◆ The problem
Every line containing the string "added" should be returned from the records.

◆ Records for the task
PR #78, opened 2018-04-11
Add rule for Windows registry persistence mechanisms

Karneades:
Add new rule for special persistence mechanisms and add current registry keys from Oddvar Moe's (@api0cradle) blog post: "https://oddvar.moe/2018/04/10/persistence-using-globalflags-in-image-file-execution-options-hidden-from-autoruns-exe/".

==

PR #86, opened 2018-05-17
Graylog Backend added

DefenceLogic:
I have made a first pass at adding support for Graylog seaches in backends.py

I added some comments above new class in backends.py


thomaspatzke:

◆ Response
Graylog Backend added
I added some comments above new class in backends.py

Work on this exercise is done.